"""
PR #7444, opened 2025-06-19
Set default backup sync period to null if value is empty

### LINKED ISSUE #7222: ClusterBackupStorageLocation 'Backup Sync Period' should be mandatory / regex should not validate for `""`

KhizerRehan:

This PR sets the default backupSyncPeriod to null if the form value is an empty string.

Fixes #7222 

**What type of PR is this?**

/kind bug

```release-note
Unset backup sync period if value is empty.
```

**Documentation**:

```documentation
NONE
```


Waseem826 (approved):
/approve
"""
| Instructions for the task |
What lines in the records above include the string "empty"? Copy each one.

| Result of this task |
Set default backup sync period to null if value is empty
This PR sets the default backupSyncPeriod to null if the form value is an empty string.
Unset backup sync period if value is empty.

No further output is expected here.